I miss reading your gothic paranormal dinosaur erotica poetry.
I miss you playing B-side heavy metal on low volume whilst veganising carnivorous recipes.
I miss picking up a full jar of pickles and standing stupidly with only the lid in my hand.
I missed the meaning of your goodbye note.
Alice Lam moved to Australia from the UK with her partner and they share a house in Melbourne, along with a cheese-seeking, greying Boxer dog. See more at alicelambooks.com.
Before dying, she softly whispered, “I’ve never really loved you, and now I can’t make it up to you.”
He already knew, and consoled, “Don’t worry about that now. I’ve loved you enough for both of us.”
That’s when he saw in her eyes the love he’d always waited for.
Connell is always upbeat about putting something in his bio section and personally writes them all by himself as others couldn’t be bothered doing it for him.
Some wild-eyed vagrant bursts into a studio and tells a young artist about the evil he’s done and his years on the run. He hands the artist a pistol.
The artist listens attentively before recognising the vagrant’s eyes as his.
Terror… Then resignation follows as he slowly squeezes the trigger.
One of Connell’s many dilemmas is whether to write a bit or not before going to bed. When he writes, he’s sleepy the next day, and when he doesn’t, the ideas slip away.
He meticulously unwraps it to find an android of his deceased father.
It self-activates and tells him his father uploaded all his memories and emotions before he died. It loads and says, “Son! I’m back!”
He shoves the imposter away.
The android weeps for a moment, then deletes its memory.
Connell writes a bit and then goes to bed.

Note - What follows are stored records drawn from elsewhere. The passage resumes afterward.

PR #906, opened 2025-03-27
fix(Table): remove false positive warning about conflicting props

stropitek:
Ref: https://github.com/zakodium/peak-by-peak/issues/375


targos (approved):
That's why I didn't merge the release PR 😄

stropitek:
> That's why I didn't merge the release PR 😄

Yes, I realized a few seconds after I merged it 😆

PR #359, opened 2022-10-18
Clean up Chapter 18: Program Structure and Compilation

kirtchev-adacore:


src/glossary.rst
```diff
@@ -3927,7 +3927,8 @@ module
 ^^^^^^
 
 :dp:`fls_ujlsg58bskl5`
-A :dt:`module` is a container for zero or more :t:`[item]s`.
+A :dt:`module` is a container for zero or more :t:`[inner attribute]s`,
+:t:`[inner doc comment]s`, and :t:`[item]s`.
```
Veykril, line 3931: I don't quite like this, a module doesn't really contain attributes and doc comments in the sense that they contain items. The attributes and doc comments are part of the module, whether they are outer or inner ones.

kirtchev-adacore: Fair enough. I restored the original wording.

Veykril:
bors merge

PR #366, opened 2022-10-21
Remove "mutual supertype" wording from LUB coercions

jonas-schievink:
This should fully specify how least-upper-bound (LUB) coercions work. Notably they seem to handle function pointer types very robustly, but no other coercions like from `&[T; 0]` and `&[T; 1]` to `&[T]`.

Closes https://github.com/ferrocene/specification/issues/67 (avoids the wording entirely)


kirtchev-adacore:
bors merge

PR #367, opened 2022-10-25
Specify unification behavior when type variables are involved

jonas-schievink:
The propagation of type information across type variables during unification is what drives type inference forward, so it is quite important to at least approximate that behavior here.

### DIFF
--- a/src/glossary.rst
+++ b/src/glossary.rst
@@ -6575,7 +6575,10 @@ type unification
 ^^^^^^^^^^^^^^^^
 
 :dp:`fls_3vyodut341b5`
-:dt:`Type unification` is a measure of compatibility between two :t:`[type]s`.
+:dt:`Type unification` is the process by which :t:`type inference` propagates
+known :t:`[type]s` across the :t:`type inference root` and assigns concrete
+:t:`[type]s` to :t:`[type variable]s`, and also a general mechanism to check
+for compatibility between two :t:`[type]s` during :t:`method resolution`.
 
 .. _fls_6zhffgxtytku:
 
@@ -6583,7 +6586,7 @@ type variable
 ^^^^^^^^^^^^^
 
 :dp:`fls_j9eusnwze4rz`
-A :t:`type variable` is a placeholder used during :t:`type inference` to stand
+A :dt:`type variable` is a placeholder used during :t:`type inference` to stand
 in for an undetermined :t:`type`.
 
 .. _fls_44uvj9l7q98z:
--- a/src/glossary.rst
+++ b/src/glossary.rst
@@ -6577,7 +6577,7 @@ type unification
 :dp:`fls_3vyodut341b5`
 :dt:`Type unification` is the process by which :t:`type inference` propagates
 known :t:`[type]s` across the :t:`type inference root` and assigns concrete
-:t:`[type]s` to :t:`[type variable]s`, and also a general mechanism to check
+:t:`[type]s` to :t:`[type variable]s`, as well as a general mechanism to check
 for compatibility between two :t:`[type]s` during :t:`method resolution`.
 
 .. _fls_6zhffgxtytku:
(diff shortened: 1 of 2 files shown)


src/types-and-traits.rst
```diff
@@ -1637,13 +1637,65 @@ Type Unification
...
+A :t:`type` is said to :t:`unify` with another :t:`type` when the domains,
+ranges, and structures of both :t:`[type]s` are compatible according to the
+rules detailed below.
 
 :dp:`fls_aie0tr62vhw5`
 Two types that :t:`unify` are said to be :t:`[unifiable type]s`.
 
+:dp:`fls_3U7Ue6Xzuv9M`
+:t:`Type unification` is a symmetric operation. If a :t:`type` ``A`` unifies
+with a :t:`type` ``B``, then ``B`` also unifies with ``A`` and such
```
kirtchev-adacore, line 1655:
```suggestion
:t:`Type unification` is a symmetric operation. If :t:`type` ``A`` unifies
with :t:`type` ``B``, then ``B`` also unifies with ``A`` and such
```

src/glossary.rst
```diff
@@ -6575,15 +6575,18 @@ type unification
 ^^^^^^^^^^^^^^^^
 
 :dp:`fls_3vyodut341b5`
-:dt:`Type unification` is a measure of compatibility between two :t:`[type]s`.
+:dt:`Type unification` is the process by which :t:`type inference` propagates
+known :t:`[type]s` across the :t:`type inference root` and assigns concrete
+:t:`[type]s` to :t:`[type variable]s`, and also a general mechanism to check
```
kirtchev-adacore, line 6580:
```suggestion
:t:`[type]s` to :t:`[type variable]s`, as well as a general mechanism to check
```

src/types-and-traits.rst
```diff
@@ -1637,13 +1637,65 @@ Type Unification
 .. rubric:: Legality Rules
 
 :dp:`fls_ryvdhkgm7vzj`
-:t:`Type unification` is a measure of compatibility between two :t:`[type]s`. A
-:t:`type` is said to :t:`unify` with another :t:`type` when the domains,
-ranges, and structures of both :t:`[type]s` are compatible.
+:t:`Type unification` is the process by which :t:`type inference` propagates
+known :t:`[type]s` across the :t:`type inference root` and assigns concrete
+:t:`[type]s` to :t:`[type variable]s`, and also a general mechanism to check
```
kirtchev-adacore, line 1642:
```suggestion
:t:`[type]s` to :t:`[type variable]s`, as well as a general mechanism to check
```

src/types-and-traits.rst
```diff
@@ -1637,13 +1637,65 @@ Type Unification
...
+:dp:`fls_3U7Ue6Xzuv9M`
+:t:`Type unification` is a symmetric operation. If a :t:`type` ``A`` unifies
+with a :t:`type` ``B``, then ``B`` also unifies with ``A`` and such
+:t:`type unification` results in the same observable effects.
+
+:dp:`fls_tIiw5WkTRNf7`
+If one of the two :t:`[type]s` is a :t:`type variable`, :t:`type unification`
+proceeds as follows:
+
+* :dp:`fls_EoEbldkKBQW0`
```
kirtchev-adacore, line 1662: I suspect that these list items should be part of a numbered list as the logic implies ordering.

src/types-and-traits.rst
```diff
@@ -1637,13 +1637,65 @@ Type Unification
...
+    If ``U`` is an :t:`floating-point type` or an
+    :t:`floating-point type variable`, the :t:`floating-point type variable`
+    ``T`` is assigned :t:`type` ``U``.
+
+  * :dp:`fls_nKcqFo7yIDBe`
+    Otherwise, :t:`type unification` fails.
+
+* :dp:`fls_jkaiBnApJAtt`
+  Otherwise, neither :t:`type` is a :t:`type variable`, and the rules below
+  apply instead.
```
kirtchev-adacore, line 1697:
```suggestion
  are in effect.
```

kirtchev-adacore (changes requested):
I like the additions!

src/types-and-traits.rst
jonas-schievink: Yeah, good point. Did that.

kirtchev-adacore (approved):

kirtchev-adacore:
bors merge

PR #379, opened 2022-11-07
Describe let else statements

### LINKED ISSUE #377: Specify let else statements

kirtchev-adacore:
Fixes #377 .

### DIFF
--- a/src/types-and-traits.rst
+++ b/src/types-and-traits.rst
@@ -2129,26 +2129,6 @@ The following :t:`[construct]s` are considered :t:`[type inference root]s`:
 * :dp:`fls_cPlCLGCcl7EK`
   A :t:`static initializer`.
 
-:dp:`fls_uvvn4usfsbhr`
-A :t:`type variable` is a placeholder used during :t:`type inference` to stand
-in for an undetermined :t:`type`.
-
-:dp:`fls_gDalJm1XS0mi`
-A :t:`global type variable` is a :t:`type variable` that can refer to any
-:t:`type`.
-
-:dp:`fls_7ov36fpd9mwe`
-An :t:`integer type variable` is a :t:`type variable` that can refer only to
-:t:`[integer type]s`.
-
-:dp:`fls_3hv3wxkhjjp1`
-A :t:`floating-point type variable` is a :t:`type variable` that can refer only
-to :t:`[floating-point type]s`.
-
-:dp:`fls_bXQ63GYYDuMp`
-A :t:`diverging type variable` is a :t:`type variable` that can refer to any
-:t:`type` and originates from a :t:`diverging expression`.
-
 :dp:`fls_J77VeAlD8rsv`
 A :t:`type inference root` imposes an :dt:`expected type` on its :t:`expression`
 depending on the :t:`type inference root` as follows:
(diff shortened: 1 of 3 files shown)


src/types-and-traits.rst
```diff
@@ -2101,31 +2101,54 @@ Type Inference
...
-  A :t:`static initializer`.
-
 * :dp:`fls_KphY5qHev0Dc`
   The :t:`discriminant initializer` of an :t:`enum variant`.
 
 * :dp:`fls_Sowatt1V988J`
   A :t:`function body`.
 
+* :dp:`fls_dF4kA29a4iMF`
+  A :t:`let initializer`.
```
jonas-schievink, line 2124: `let` is not a type inference root, it is inferred together with all other statements in the containing root

kirtchev-adacore: I don't think so. A `let statement` has an optional `type ascription`. If the ascription is present, then the ascription imposes its type on the `let initializer` (more precisely the expression of the let initializer). Otherwise how do we trigger type inference for `let statement`s?

jonas-schievink: It's inferred as part of the containing inference root. Inference collects all type ascriptions and known types (including those in path expressions like `Option::<u8>::None`), creates inference variables for everything that isn't known yet, and then propagates the known types through inference variables via unification (and trait solving and method resolution etc.).

Ascriptions can also be incomplete, like in `let x: Option<_>`, and in that case inference has to figure out what the `_` stands for using the surrounding context (not just the initializer). Every inference root is inferred in isolation, so this would not be possible if `let` was one.

kirtchev-adacore: @Veykril Lukas, what do you think about the wording, and Jonas's points?

kirtchev-adacore: After discussing this with Lukas live, I understand your point Jonas. Fixed.

jonas-schievink: Hmm, is the diff wrong or are they still listed as inference roots?

src/types-and-traits.rst
```diff
@@ -2101,31 +2101,34 @@ Type Inference
...
+
 * :dp:`fls_A1NVYkepoaMk`
   The :t:`size operand` of an :t:`array expression` or an :t:`array type`.
 
+* :dp:`fls_cPlCLGCcl7EK`
+  A :t:`static initializer`.
```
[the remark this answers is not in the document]
kirtchev-adacore: I tend to alphabetize lists :rofl: just ask Lukas. I will co-locate constant initializer and static initializer.

src/types-and-traits.rst
```diff
@@ -2101,12 +2101,12 @@ Type Inference
 :t:`[expression]s` and :t:`[pattern]s` within a :t:`type inference root`.
 
 :dp:`fls_ybvrhh96fc7y`
-A :t:`type inference root` is an :t:`expression` whose inner :t:`[expression]s`
+A :t:`type inference root` is a :t:`construct` whose inner :t:`[expression]s`
```
jonas-schievink, line 2104: Is there a benefit to generalizing this to constructs instead of just expressions? Inference deals mostly with expressions and patterns, and all of the inference roots are expressions.

kirtchev-adacore: Yes, constant initializers, discriminant initializers, and static initializers have a `=` in their productions, so technically those are not expressions. This was caught by Lukas. :smile:

jonas-schievink (approved):

kirtchev-adacore:
bors merge

PR #384, opened 2022-11-10
Outline the type inference algorithm

jonas-schievink:
- Change *construct* back to *expression* by clarifying some rules about inference roots. This makes the description of the inference algorithm easier, since it only has to deal with expressions, statements, and patterns, and no other constructs.
- Outline the general inference algorithm, including all type fallback mechanisms present in current Rust.
- Write type inference rules for statements.

Next steps (to be done in later PRs):
- Write type inference rules for expressions (including coercions, higher-ranked inference, built-in arithmetic inference shortcuts, etc :dizzy_face:).
- Write typing rules for patterns.

### DIFF
--- a/src/types-and-traits.rst
+++ b/src/types-and-traits.rst
@@ -2101,24 +2101,24 @@ Type Inference
 :t:`[expression]s` and :t:`[pattern]s` within a :t:`type inference root`.
 
 :dp:`fls_ybvrhh96fc7y`
-A :t:`type inference root` is a :t:`construct` whose inner :t:`[expression]s`
+A :t:`type inference root` is an :t:`expression` whose inner :t:`[expression]s`
 and :t:`[pattern]s` are subject to :t:`type inference` independently of those
 found in other :t:`[type inference root]s`.
 
 :dp:`fls_EWBilpepaDcX`
-The following :t:`[construct]s` are considered :t:`[type inference root]s`:
+The following :t:`[expression]s` are considered :t:`[type inference root]s`:
 
 * :dp:`fls_NYSzcvf5nQpi`
   A :t:`constant argument`.
 
 * :dp:`fls_htLp5J5ObgNh`
-  A :t:`constant initializer`.
+  The :t:`expression` of a :t:`constant initializer`.
 
 * :dp:`fls_cPlCLGCcl7EK`
-  A :t:`static initializer`.
+  The :t:`expression` of a :t:`static initializer`.
 
 * :dp:`fls_KphY5qHev0Dc`
-  The :t:`discriminant initializer` of an :t:`enum variant`.
+  The :t:`expression` of a :t:`discriminant initializer`.
 
 * :dp:`fls_Sowatt1V988J`
   A :t:`function body`.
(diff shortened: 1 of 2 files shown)


src/types-and-traits.rst
```diff
@@ -2182,16 +2184,70 @@ to :t:`[floating-point type]s`.
...
+:t:`[type]s` of :t:`[expression]s` and :t:`[pattern]s` across the
+:t:`type inference root` being inferred. In the rules detailed below, a static
+error occurs when :t:`type unification` fails.
+
+:dp:`fls_SZgixDCAx6PQ`
+:t:`Type inference` for a :t:`type inference root` proceeds as follows:
+
+#. :dp:`fls_XYY1U9h9HlAa`
+   Recursively process all :t:`[expression]s` and :t:`[statement]s` in the
+   :t:`type inference root` in program order.
```
kirtchev-adacore, line 2198:
```suggestion
   :t:`type inference root` in declaration order.
```
We have used that term before.

src/types-and-traits.rst
```diff
@@ -2182,16 +2184,70 @@ to :t:`[floating-point type]s`.
...
+   unifying them with ``i32``.
+
+#. :dp:`fls_ZFQhOxO3jpby`
+   If there are any remaining :t:`[floating-point type variable]s` that have not
+   been unified with a concrete :t:`floating-point type`, perform floating-point
+   type fallback by unifying them with ``f64``.
+
+#. :dp:`fls_l1G52a0qqEes`
+   If there are any remaining :t:`[diverging type variable]s` that have not been
+   unified with a concrete :t:`type`, unify them with ``()``.
```
kirtchev-adacore, line 2218:
```suggestion
   unified with a concrete :t:`type`, unify them with the :t:`unit type`.
```

src/types-and-traits.rst
```diff
@@ -2135,21 +2135,23 @@ depending on the :t:`type inference root` as follows:
...
-  The :t:`expected type` of the :t:`discriminant initializer` of an
-  :t:`enum variant` is determined as follows:
+  The :t:`expected type` of the :t:`expression` of a
+  :t:`discriminant initializer` is determined as follows:
 
   * :dp:`fls_vYvumjTQH9Xg`
-    If the :t:`enum type` is subject to :t:`attribute` :c:`repr` that specifies
-    a :t:`primitive representation`, the :t:`expected type` is the specified
-    :t:`primitive type`.
+    If the :t:`enum type` containing the :t:`discriminant` is subject to
```
kirtchev-adacore, line 2152:
```suggestion
    If the :t:`enum type` that contains the :t:`discriminant` is subject to
```

src/types-and-traits.rst
```diff
@@ -2182,16 +2184,70 @@ to :t:`[floating-point type]s`.
...
+
+:dp:`fls_hISRWZUuqE4Q`
+The :t:`type inference` rules for :t:`[statement]s` are as follows:
+
+* :dp:`fls_ygi1ACJ0RkfS`
+  :t:`[Item statement]s` are not subject to :t:`type inference`.
+
+* :dp:`fls_97Fxlv2KN6QF`
+  :t:`[Expression statement]s` apply the :t:`expression` inference rules below
+  to the contained :t:`expression`, without any :t:`expected type` set.
```
kirtchev-adacore, line 2232:
```suggestion
  to the related :t:`expression`, without any :t:`expected type` set.
```

kirtchev-adacore (changes requested):
I like the new rules!

src/types-and-traits.rst
kirtchev-adacore: Good point!

kirtchev-adacore (approved):

kirtchev-adacore:
bors merge

src/types-and-traits.rst
jonas-schievink: Actually "evaluation order" is the better term here, "program order" typically means something else I believe

kirtchev-adacore: "Evaluation order" is a tricky one because in most cases it is "left-to-right", but in certain cases it is "right-to-left". Also, we have been using "declarative order" and "left-to-right order" in describing the dynamic semantics of evaluation and execution, so "evaluation order" seems to be a combination of "top-to-bottom" and "left-to-right" with the occasional "right-to-left".

PR #386, opened 2022-11-15
Rewrite the expression inference rules

jonas-schievink:
Rust itself has no concept of "type resolving" vs. "type imposing" expressions, so this replaces those concepts with a description closer to what Rust implementations actually do.

It also introduces the concept of incurring "obligations" during type inference, which I am not sure about. It matches what happens in practice, and describes the behavior of type inference fairly well, but we are already specifying requirements like "type X shall implement trait Y" everywhere, so it might be redundant.

### DIFF
--- a/src/types-and-traits.rst
+++ b/src/types-and-traits.rst
@@ -2190,6 +2190,25 @@ The :t:`type inference` algorithm uses :t:`type unification` to propagate known
 :t:`type inference root` being inferred. In the rules detailed below, a static
 error occurs when :t:`type unification` fails.
 
+:dp:`fls_6GrNr2izovRN`
+Performing :t:`type inference` may introduce a requirement that some :t:`type`
+must implement a :t:`trait`, or that a :t:`type` or :t:`lifetime` must outlive
+some other :t:`lifetime`. Such requirements are referred to as
+:dt:`[obligation]s` and are detailed in the inference rules below.
+
+:dp:`fls_9dSltJ6U98Fo`
+If insufficient :t:`type` information is available at the time an
+:t:`obligation` is introduced, it may be deferred to be resolved later.
+Any time new :t:`type` information is derived during :t:`type inference`, the
+tool shall attempt to resolve all outstanding :t:`[obligation]s` and propagate
+any resulting :t:`type` information via :t:`type unification`.
+
+:dp:`fls_v5dWGuBKvQSJ`
+When an :t:`associated type` ``<Type as Trait>::Assoc`` is referenced within a
+:t:`type inference root` (either explicitly within the source code, or via the
+inferece rules below), an :t:`obligation` requiring that ``Type`` implements
+``Trait`` is introduced.
+
 :dp:`fls_SZgixDCAx6PQ`
 :t:`Type inference` for a :t:`type inference root` proceeds as follows:
 
@@ -2221,6 +2240,10 @@ error occurs when :t:`type unification` fails.
    If there are any remaining :t:`[global type variable]s` that have not been
    unified with a concrete :t:`type`, raise a static error.
 
+#. :dp:`fls_Nbdth8N0PSRq`
+   If there are any remaining :t:`[obligation]s` that do not hold or cannot be
+   resolved with the available :t:`type` information, raise a static error.
+
 :dp:`fls_hISRWZUuqE4Q`
 The :t:`type inference` rules for :t:`[statement]s` are as follows:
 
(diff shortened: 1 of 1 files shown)


src/types-and-traits.rst
```diff
@@ -2190,6 +2190,25 @@ The :t:`type inference` algorithm uses :t:`type unification` to propagate known
...
+Performing :t:`type inference` may introduce a requirement that some :t:`type`
+must implement a :t:`trait`, or that a :t:`type` or :t:`lifetime` must outlive
+some other :t:`lifetime`. Such requirements are referred to as
+:dt:`[obligation]s` and are detailed in the inference rules below.
+
+:dp:`fls_9dSltJ6U98Fo`
+If insufficient :t:`type` information is available at the time an
+:t:`obligation` is introduced, it may be deferred to be resolved later.
+Any time new :t:`type` information is derived during :t:`type inference`, the
+tool shall attempt to resolve all outstanding :t:`[obligation]s` and propagate
```
kirtchev-adacore, line 2203:
```suggestion
tool attempts to resolve all outstanding :t:`[obligation]s` and propagate
```
"shall" is for requirements aimed at the programmer.

src/types-and-traits.rst
```diff
@@ -2249,219 +2272,242 @@ The :t:`type inference` rules for :t:`[statement]s` are as follows:
...
+
+* :dp:`fls_0HHC1iOk5dwz`
+  An :t:`if expression` is inferred by inferring its :t:`subject expression`
+  with an :t:`expected type` of :c:`bool`, then inferring its
+  :t:`block expression` with the :t:`expected type` of the :t:`if expression`.
+  Then, if the :t:`if expression` has an :t:`else expression`, apply the
+  inference rules below to it.
+
+* :dp:`fls_QZWTS0Giy3I3`
+  An :t:`if-let expression` is inferred by inferring its
```
kirtchev-adacore, line 2295:
```suggestion
  An :t:`if let expression` is inferred by inferring its
```

src/types-and-traits.rst
```diff
@@ -2249,219 +2272,242 @@ The :t:`type inference` rules for :t:`[statement]s` are as follows:
...
+  :t:`subject let expression` with the :t:`expected type` set to the :t:`type`
+  of its :t:`pattern`, then inferring its :t:`block expression` with the
+  :t:`expected type` of the :t:`if-let expression`. If the
+  :t:`if-let expression` has an :t:`else expression`, apply the inference rules
```
kirtchev-adacore, line 2299:
```suggestion
  :t:`if let expression` has an :t:`else expression`, apply the inference rules
```

src/types-and-traits.rst
```diff
@@ -2249,219 +2272,242 @@ The :t:`type inference` rules for :t:`[statement]s` are as follows:
...
+  below to it.
+
+* :dp:`fls_KJsIu1lgVZxP`
+  An :t:`else expression` that is part of an :t:`if expression` or
+  :t:`if-let expression` is inferred as follows:
```
kirtchev-adacore, line 2304:
```suggestion
  :t:`if let expression` is inferred as follows:
```

src/types-and-traits.rst
```diff
@@ -2249,219 +2272,242 @@ The :t:`type inference` rules for :t:`[statement]s` are as follows:
...
+
+  * :dp:`fls_KRQxdSav1KBA`
+    If the :t:`else expression` has a :t:`block expression`, infer the
+    :t:`block expression` with the :t:`expected type` of the :t:`if expression`
+    or :t:`if-let expression`.
```
kirtchev-adacore, line 2309:
```suggestion
    or :t:`if let expression`.
```

src/types-and-traits.rst
```diff
@@ -2249,219 +2272,242 @@ The :t:`type inference` rules for :t:`[statement]s` are as follows:
...
+
+  * :dp:`fls_Mcpwyvz47SoG`
+    If the :t:`else expression` has an :t:`if expression`, infer that nested
+    :t:`if expression` with the :t:`expected type` of the original
+    :t:`if expression`, then :t:`unify` its :t:`type` with the :t:`type` of
+    the original :t:`if expression` or :t:`if-let expression`.
```
kirtchev-adacore, line 2315:
```suggestion
    the original :t:`if expression` or :t:`if let expression`.
```

src/types-and-traits.rst
```diff
@@ -2249,219 +2272,242 @@ The :t:`type inference` rules for :t:`[statement]s` are as follows:
...
+
+  * :dp:`fls_34AQ9g7xhdUj`
+    Otherwise, the :t:`else expression` has an :t:`if-let expression`. Infer
+    that nested :t:`if-let expression` with the :t:`expected type` of the
+    original :t:`if expression`, then :t:`unify` its :t:`type` with the
+    :t:`type` of the original :t:`if expression` or :t:`if-let expression`.
```
kirtchev-adacore, line 2321:
```suggestion
    Otherwise, the :t:`else expression` has an :t:`if let expression`. Infer
    that nested :t:`if let expression` with the :t:`expected type` of the
    original :t:`if expression`, then :t:`unify` its :t:`type` with the
    :t:`type` of the original :t:`if expression` or :t:`if let expression`.
```

src/types-and-traits.rst
```diff
@@ -2249,219 +2272,242 @@ The :t:`type inference` rules for :t:`[statement]s` are as follows:
...
+     :t:`expected type` :c:`bool`.
+
+  #. :dp:`fls_F999gqcBfff9`
+     Infer the :t:`match arm body` of every :t:`match arm` with the
+     :t:`expected type` of the :t:`match expression`.
+
+* :dp:`fls_Esa4ST7lLp8T`
+  A :t:`for loop expression` is inferred by unifying the :t:`type` of its
+  :t:`pattern` with the :t:`type` ``<$T as core::iter::IntoIterator>::Item``,
+  where ``$T`` is the :t:`type` of the :t:`subject expression`, and then
```
kirtchev-adacore, line 2342:
```suggestion
  :t:`pattern` with the :t:`type` ``<T as core::iter::IntoIterator>::Item``,
  where ``T`` is the :t:`type` of the :t:`subject expression`, and then
```

src/types-and-traits.rst
```diff
@@ -2249,219 +2272,242 @@ The :t:`type inference` rules for :t:`[statement]s` are as follows:
...
+         - ``!``
+         - :std:`core::ops::Not`
+       * - :dp:`fls_IoceMi7HfqsK`
+         - ``-``
+         - :std:`core::ops::Neg`
+
+  #. :dp:`fls_lDkPMB5UI58B`
+     Infer the :t:`type` of the :t:`expression` to be the :t:`associated type`
+     ``<$T as $Trait>::Output``, where ``$T`` is the :t:`type` of the
+     :t:`operand`, and ``$Trait`` is the operator :t:`trait` determined from
```
kirtchev-adacore, line 2378:
```suggestion
     ``<T as Trait>::Output``, where ``T`` is the :t:`type` of the
     :t:`operand`, and ``Trait`` is the operator :t:`trait` determined from
```

src/types-and-traits.rst
```diff
@@ -2249,219 +2272,242 @@ The :t:`type inference` rules for :t:`[statement]s` are as follows:
...
+     If the :t:`expression` is neither a :t:`shift left expression` nor a
+     :t:`shift right expression`, and the :t:`expected type` is a
+     :t:`numeric type`, :t:`unify` the :t:`[type]s` of both :t:`[operand]s` with
+     the :t:`expected type`.
+
+  #. :dp:`fls_mCISAdm7sjRs`
+     Infer the :t:`type` of the :t:`expression` to be the :t:`associated type`
+     ``<$L as $Trait<$R>>::Output``, where ``$L`` is the :t:`type` of the
+     :t:`left operand`, ``$Trait`` is the operator :t:`trait` determined from
+     the table above, and ``$R`` is the :t:`type` of the :t:`right operand`.
```
kirtchev-adacore, line 2440:
```suggestion
     ``<L as Trait<R>>::Output``, where ``L`` is the :t:`type` of the
     :t:`left operand`, ``Trait`` is the operator :t:`trait` determined from
     the table above, and ``R`` is the :t:`type` of the :t:`right operand`.
```

src/types-and-traits.rst
```diff
@@ -2249,219 +2272,242 @@ The :t:`type inference` rules for :t:`[statement]s` are as follows:
...
+     :t:`trait` determined from the table above, and ``$R`` is the :t:`type` of
+     the :t:`modifying operand`.
+
+  #. :dp:`fls_0RZ7w0YqmzE3`
+     The :t:`type` of the :t:`expression` is the :t:`unit type`.
+
+* :dp:`fls_YppNCEPMYqWJ`
+  A :t:`comparison expression` is inferred by introducing an :t:`obligation`
+  ``$L: PartialEq<$R>``, where ``$L`` is the :t:`type` of the :t:`left operand`,
+  and ``$R`` is the :t:`type` of the :t:`right operand`. The :t:`type` of the
```
kirtchev-adacore, line 2497:
```suggestion
  A :t:`comparison expression` is inferred by introducing an :t:`obligation`
  ``L: PartialEq<R>``, where ``L`` is the :t:`type` of the :t:`left operand`,
  and ``R`` is the :t:`type` of the :t:`right operand`. The :t:`type` of the
```

kirtchev-adacore (changes requested):
I like these new rules!

By the way, it is a good idea to build the FLS and check that the links are sane. `./make.py -c` should do the trick.

src/types-and-traits.rst
jonas-schievink: hmm, most of our "shall" requirements are actually checked by the tool it seems

jonas-schievink:
> By the way, it is a good idea to build the FLS and check that the links are sane. ./make.py -c should do the trick.

I am doing that and the links look fine on my system. Is this about "if-let expression" vs. "if let expression"? It seems that the tooling canonicalizes both to the same reference, so either works.

kirtchev-adacore (approved):

PR #389, opened 2022-11-21
Evaluation of a closure expression does not evaluate the body

jonas-schievink:
Only calling the resulting value will evaluate the body


kirtchev-adacore (approved):
Indeed!

kirtchev-adacore:
bors merge

PR #393, opened 2022-11-22
Document fundamental types/traits

jonas-schievink:
The `#[fundamental]` attribute is still unstable, so we don't specify it, but its behavior is observable and stable, so this PR documents that part.

Closes https://github.com/ferrocene/specification/issues/109


kirtchev-adacore (approved):

kirtchev-adacore:
bors merge

PR #395, opened 2022-11-23
Define unsafety without mentioning memory-safety guarantees

jonas-schievink:
Fixes https://github.com/ferrocene/specification/issues/158

All UB in Rust is ruled out statically, with the exception of UB caused by unsafe operations. Let's define them according to that.


Veykril (approved):

Veykril:
bors merge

When I was younger, my dad taught me how to play chess. If I made a bad move, my dad would let me take it back. He also taught me that a man never cheats.
But I cheated. And that broke her heart.
Nobody’s letting me take that move back.
D.B. Robertson is a Psychology major from Indiana who has rediscovered a love for creative fiction after taking courses in creative writing. When not busy with writing or theatre, D.B. works as a writing tutor at university.
I don’t know
what I said.
I only know that
it was wrong.
I’m not sure why,
but the pillow in my arms
says that it is so.
I’m well acquainted with my couch these days
–but there I’ll stay.
I love life way too much
to sneak back in.
E.O. Hargreaves recently misplaced a really comfy feather pillow and wishes he knew where the heck it went.
Beware of Ifs. Onlys follow them. They will lead you down dark alleys where Regrets will ambush you. You are sure to be kneecapped by Paralysis and blinded by Sorrow. And there, you’ll remain for the rest of your life. You’ll never find your way home where Hope keeps vigil.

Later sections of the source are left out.